(Saved data entries)

PR #947, opened 2017-10-03
LiftoverVcf performance improvements

bbimber:
This was motivated by the fact that I found I was unable to successfully run LiftoverVcf on a relatively small VCF (in terms of positions), that had about 300 samples in it.  I frequently hit GCOutOfMemory errors, even when giving 96GB of RAM.  If I strip out genotypes from this VCF, it can lift, so I suspect that the large number of samples are a contributing factor.  I looked over the code and saw two things:

1) It nearly always creates 2 (or more) VariantContextBuilder/VariantContexts per position.  In this proposal, we pass around a VariantContextBuilder, and only create the new VC once.

2) If the VC gets reverse complemented, we need to update alleles and genotypes.  However, the current code does this way more frequently than necessary.  Each time we need to swap alleles, the current code essentially maintains a map of Old Allele -> New Alelle, and updates with each step that alters alleles.  This happens once for simple inversions and twice for indels.  Because the set of alleles is an ordered list, we really only need to maintain the original allele list and the final list.  the index of the original allele can be used to map to the updated one, and this only needs to be done once. 

3) Because I hope to use pieces of this code outside of the LiftoverVcf tool, I refactored most of the logic to lift a VariantContext to a new interval into a separate LiftoverUtils class.  Most methods remain private.  It tries to better split the complicated logic behind lifting one VariantContext from LiftoverVcf itself.

----

#### Content

#### Review


yfarjoun:
Thanks for this @bbimber. Can you also positively state that this new version was able to lift-over your 300-sample vcf?

bbimber:
Yes, it was the only way i could get that to happen.  I've run this version on the original 300 sample VCF that sparked this issue and it worked considerably faster as well.

src/main/java/picard/util/LiftoverUtils.java
```diff
@@ -0,0 +1,255 @@
+package picard.util;
```
yfarjoun: needs license

src/main/java/picard/util/LiftoverUtils.java
```diff
@@ -0,0 +1,255 @@
...
+
+        builder.start(start);
+        builder.stop(end);
+
+        final Map<Allele, Allele> fixedAlleleMap = alleleBasesMap.entrySet().stream()
+                .collect(Collectors.toMap(Map.Entry::getKey, me -> Allele.create(me.getValue(), me.getKey().isReference())));
+
+        //retain original order:
+        List<Allele> fixedAlleles = alleles.stream().map(a -> fixedAlleleMap.get(a)).collect(Collectors.toList());
+        //Collections.reverse(fixedAlleles);
```
yfarjoun: why this comment?

src/main/java/picard/util/LiftoverUtils.java
```diff
@@ -0,0 +1,255 @@
...
+        return fixedGenotypes;
+    }
+
+    /**
+     *    Normalizes and left aligns a {@link VariantContext}.
+     *
+     *    Based on Adrian Tan, Gonçalo R. Abecasis and Hyun Min Kang. (2015)
+     *    Unified Representation of Genetic Variants. Bioinformatics.
+     *
+     * @return a new {@link VariantContext} which represents the same variation as vc but has
```
yfarjoun: correct javaDoc

src/main/java/picard/util/LiftoverUtils.java
```diff
@@ -0,0 +1,255 @@
...
+     * been normalized and left-aligned
+     */
+    protected static void leftAlignVariant(VariantContextBuilder builder, int start, int end, final List<Allele> alleles, final ReferenceSequence referenceSequence) {
```
yfarjoun: Several comments here...

- would it be good to return the original builder as well so that one could use in functional form?
- Please make a big note about side-effect (changing the builder) in the javaDoc.
- Please convert all parameters to final
- do you need start and end as parameters? why not pull them out of builder?
- similarly for the alleles...why not pull them out of the builder?

src/main/java/picard/util/LiftoverUtils.java
```diff
@@ -0,0 +1,255 @@
...
+     * If this interval is in the opposite orientation, all alleles and genotypes will be reverse complemented
+     * and indels will be left-aligned.  Currently this is only able to invert biallelic indels, and null will be
+     * returned for any unsupported VC.
+     * @param source The VariantContext to lift
+     * @param target The target interval
+     * @param refSeq The reference sequence, which should match the target interval
+     * @param writeOriginalPosition If true, INFO field annotations will be added to store the original position and contig
+     * @return The lifted VariantContext.  This will be null if the input VariantContext could not be lifted.
+     */
+    public static VariantContext liftVariant(VariantContext source, Interval target, ReferenceSequence refSeq, boolean writeOriginalPosition){
```
yfarjoun: finals

src/main/java/picard/util/LiftoverUtils.java
```diff
@@ -0,0 +1,255 @@
...
+        return builder.make();
+    }
+
+    protected static VariantContextBuilder liftSimpleVariantContext(VariantContext source, Interval target){
+        if (target == null || source.getReference().length() != target.length()) {
+            return null;
+        }
+
+        // Build the new variant context
+        final VariantContextBuilder builder = new VariantContextBuilder(source);
```
yfarjoun: Comment that this will copy over the genotypes and all the annotations, and filters

src/main/java/picard/util/LiftoverUtils.java
```diff
@@ -0,0 +1,255 @@
...
+        if (source.isIndel()){
+            leftAlignVariant(vcb, start, stop, vcb.getAlleles(), refSeq);
+        }
+
+        vcb.genotypes(fixGenotypes(source.getGenotypes(), origAlleles, vcb.getAlleles()));
+
+        return vcb;
+    }
+
+    private static List<Allele> reverseComplementAlleles(List<Allele> originalAlleles, Interval target, ReferenceSequence refSeq, boolean isBiAllelicIndel, boolean addToStart){
```
yfarjoun: finals

src/main/java/picard/util/LiftoverUtils.java
```diff
@@ -0,0 +1,255 @@
...
+        final List<Allele> alleles = new ArrayList<>();
+
+        for (final Allele oldAllele : originalAlleles) {
+            alleles.add(LiftoverUtils.reverseComplement(oldAllele, target, refSeq, isBiAllelicIndel, addToStart));
+        }
+
+        return alleles;
+    }
+
+    private static Allele reverseComplement(Allele oldAllele, Interval target, ReferenceSequence referenceSequence, boolean isBiAllelicIndel, boolean addToStart){
```
yfarjoun: finals

src/main/java/picard/util/LiftoverUtils.java
```diff
@@ -0,0 +1,255 @@
...
+            if (!addToStart) alleleBuilder.append((char) referenceSequence.getBases()[target.getEnd() - 1]);
+
+            return Allele.create(alleleBuilder.toString(), oldAllele.isReference());
+        }
+        else {
+            return Allele.create(SequenceUtil.reverseComplement(oldAllele.getBaseString()), oldAllele.isReference());
+        }
+    }
+
+    protected static GenotypesContext fixGenotypes(final GenotypesContext originals, List<Allele> originalAlleles, List<Allele> newAlleles) {
```
yfarjoun: finals

src/main/java/picard/util/LiftoverUtils.java
```diff
@@ -0,0 +1,255 @@
...
+        //not currently supported
+        if (source.isIndel() && !source.isBiallelic()){
+            return null;
+        }
+
+        List<Allele> origAlleles = new ArrayList<>(source.getAlleles());
+        VariantContextBuilder vcb = new VariantContextBuilder(source);
+        vcb.chr(target.getContig());
+
+        final boolean addToStart = source.isIndel() && target.getStart() > 1;
```
yfarjoun: now that this boolean is going to be used over 3 functions, we might want to document what it is better....

Please note that when an indel is reverse-complemented the allele needs to be shifted by one base to the left. However, this cannot be done if the indel ends up being at the beginning of the contig after the RC. So, this boolean's job is to protect against such a, admitably rare, event.

src/main/java/picard/util/LiftoverUtils.java
```diff
@@ -0,0 +1,255 @@
...
+        for (final Allele oldAllele : originalAlleles) {
+            alleles.add(LiftoverUtils.reverseComplement(oldAllele, target, refSeq, isBiAllelicIndel, addToStart));
+        }
+
+        return alleles;
+    }
+
+    private static Allele reverseComplement(Allele oldAllele, Interval target, ReferenceSequence referenceSequence, boolean isBiAllelicIndel, boolean addToStart){
+
+        if (oldAllele.isSymbolic()){
```
yfarjoun: what about no-calls ?

src/main/java/picard/util/LiftoverUtils.java
```diff
@@ -0,0 +1,255 @@
...
+    }
+
+    protected static GenotypesContext fixGenotypes(final GenotypesContext originals, List<Allele> originalAlleles, List<Allele> newAlleles) {
+        // optimization: if nothing needs to be fixed then don't bother
+        if (originalAlleles.equals(newAlleles)) {
+            return originals;
+        }
+
+        final GenotypesContext fixedGenotypes = GenotypesContext.create(originals.size());
+        for (final Genotype genotype : originals) {
```
yfarjoun: This is where the map (from old allele to new allele) would help. But you removed it. now you need to mess around with indexes and stuff. Consider the case of many genotypes...would it not be better to have a map?

The alleles in the genotype must be part of the VC's alleles, so the checking (for symbolic but not no-call).

src/main/java/picard/util/LiftoverUtils.java
```diff
@@ -0,0 +1,255 @@
+package picard.util;
+
+import htsjdk.samtools.reference.ReferenceSequence;
```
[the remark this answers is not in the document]
bbimber: ok, though i think most of these pre-date my changes.  

do you happen to know if I can get intellij to auto-correct any of this kind of stuff?

src/main/java/picard/util/LiftoverUtils.java
bbimber: ok

src/main/java/picard/util/LiftoverUtils.java
bbimber: ok.  i see many of these classes are missing licences?  SortVcf being an example, and LiftoverVcf (pre-dated my PR), also seems to lack one?

src/main/java/picard/util/LiftoverUtils.java
bbimber: i thought this was handled upstream, but i will add a check here too

src/main/java/picard/util/LiftoverUtils.java
bbimber: ok

src/main/java/picard/util/LiftoverUtils.java
yfarjoun: Please add to your new files in this PR. I'll open an issue to add licenses to the ones that miss it. thanks.

src/main/java/picard/util/LiftoverUtils.java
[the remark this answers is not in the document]
yfarjoun: not sure about intelliJ....

src/main/java/picard/util/LiftoverUtils.java
bbimber: does builder have these getters?  it would have been nice if it did...

i'll add those notes in javadoc.  

as to returning the builder: this is basically a private method.  it's protected only so tests can access it.  in theory maybe that might be useful, but because of the deficiencies in VariantContextBuilder's get methods, i'm not sure what this by itself gains you...

src/main/java/picard/util/LiftoverUtils.java
bbimber: ok

src/main/java/picard/util/LiftoverUtils.java
bbimber: ok

src/main/java/picard/util/LiftoverUtils.java
bbimber: ok

src/main/java/picard/util/LiftoverUtils.java
bbimber: The reason the map was awkward (or at least the original usage of it was), if because translating genotypes wasnt a one-step process.  You need to do the initial reverse complement, and then maybe left align, etc.  We ended up with multiple maps, updating the genotypes multiple times (the thing i wanted to avoid).  It's entirely possible this approach could have been made to work, but it seemed messy when I way working on it.

The reference and alt alleles are in fact an ordered list.  Genotypes (at least in the raw file), just point to allele index, and dont actually 'know' what that allele means.  If I could someone prevent any parsing of genotypes at all until after we fixed up the alleles that would be even better.  Dealing with updating alleles with genotypes at every change is an unnecessary pain.  

I changed this to make a one-time map in this method based on originalAlleles and newAlleles, instead of using indexOf() each time we iterate all the genotypes.

src/main/java/picard/util/LiftoverUtils.java
bbimber: removed

yfarjoun:
hmmm. that rebase didn't work well...please fix.

src/main/java/picard/util/LiftoverUtils.java
yfarjoun: yes...would be nice to add these getters....didn't realize they are missing...

ok. about not returning.

src/main/java/picard/util/LiftoverUtils.java
yfarjoun: oh and finals here too.

src/main/java/picard/util/LiftoverUtils.java
```diff
@@ -0,0 +1,296 @@
+package picard.util;
+
+/*
+ * The MIT License
+ *
+ * Copyright (c) 2015 The Broad Institute
```
yfarjoun: year 2017

src/main/java/picard/util/LiftoverUtils.java
```diff
@@ -0,0 +1,296 @@
...
+            if (addToStart) {
+                alleleBuilder.append((char) referenceSequence.getBases()[target.getStart() - 2]);
+            }
+            alleleBuilder.append(SequenceUtil.reverseComplement(oldAllele.getBaseString().substring(1, oldAllele.length())));
+            if (!addToStart) {
+                alleleBuilder.append((char) referenceSequence.getBases()[target.getEnd() - 1]);
+            }
+
+            return Allele.create(alleleBuilder.toString(), oldAllele.isReference());
+        }
```
yfarjoun: } else {

src/main/java/picard/util/LiftoverUtils.java
```diff
@@ -0,0 +1,296 @@
...
+
+        final GenotypesContext fixedGenotypes = GenotypesContext.create(originals.size());
+        for (final Genotype genotype : originals) {
+            final List<Allele> fixedAlleles = new ArrayList<>();
+            for (final Allele allele : genotype.getAlleles()) {
+                if (allele.isSymbolic() || allele.isNoCall()) {
+                    fixedAlleles.add(allele);
+                }
+                else {
+                    Allele newAllele = alleleMap.get(allele);
```
yfarjoun: no need for this check

src/main/java/picard/util/LiftoverUtils.java
bbimber: I get that, I'm saying this allele-swapping process would be made easier if that's not how it worked.  If VariantContext could do lazy parsing of the genotypes (i.e. so they remain 0/1) until after we swap around the ref/alt alleles then this translation wouldnt matter one bit.  In any case, that's not what it does.

In the updated PR I done a one-time loop to make this old/new allele map, and translate alleles for each genotype based on this.

src/main/java/picard/util/LiftoverUtils.java
bbimber: ok

src/main/java/picard/util/LiftoverUtils.java
bbimber: ok, though you guys should really get some kind of build step or tool to do these across the project...

src/main/java/picard/util/LiftoverUtils.java
bbimber: symbolic probably not, but for NoCall I think we do, right?

src/main/java/picard/util/LiftoverUtils.java
bbimber: ok

bbimber:
I think this covers requested changes and fixes the rebase.

src/main/java/picard/util/LiftoverUtils.java
yfarjoun: right, the NoCall is allowed to be in the genotype, while missing from the VC, but not the symbolic...so please remove the check for the symbolic allele as it is confusing.

bbimber: ok, removed it

yfarjoun:
It seems that symbolic and no-call genotypes are not tested...do you mind adding a test so that we know this case is correctly done?

yfarjoun:
Thanks!

sooheelee:
Since you are plumbing the code actively, may I ask a question? This relates to a user report at 
<https://gatkforums.broadinstitute.org/gatk/discussion/10753/picard-liftover-from-build-38-to-37-fails-on-alternate-contigs#latest>.

When LiftoverVcf encounters intervals that the CHAIN does not map to the target reference, why don't these variants go to the REJECT file, instead of erring the run?

bbimber:
Well I didnt write the original tool, so I cant speak to the original motivation.

However, the error seems like a reasonable response.  If you generate a chain file from Genome X to Genome Y, how it is valid for this chain file to map to a chromosome that doesnt exist in Y?  I could imagine there are situations where the user drops unplaced contigs in the genome they use, but the chain file was generated on a complete genome; however, I'd argue those are not actually the same genome.  It would also seem that if your chain file specifies source/target chromosomes with invalid names that it's equally likely you simply have the wrong chain file.  Or perhaps you have a chain file for the UCSC genome and you are using the Ensembl one.  Honestly i think the way the whole field deals so loosely w/ genome definitions and contig names is kind of a mess (maybe in need of a stronger file format?), but that's not the point here.

I could maybe see allowing a command line option to control the behavior when unexpected contigs are encountered.  It's possible that'll give you valid results in some cases, but I'd still find it suspect and if it was added it might be worth putting some kind of 'unsafe operation' warning on it, like GATK does for some things.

BRIEF:
Whichever lines of the records above hold the word "ArrayList" should all be copied out.

FINISHED EXERCISE:
+        final List<Allele> alleles = new ArrayList<>();
+        List<Allele> origAlleles = new ArrayList<>(source.getAlleles());
+            final List<Allele> fixedAlleles = new ArrayList<>();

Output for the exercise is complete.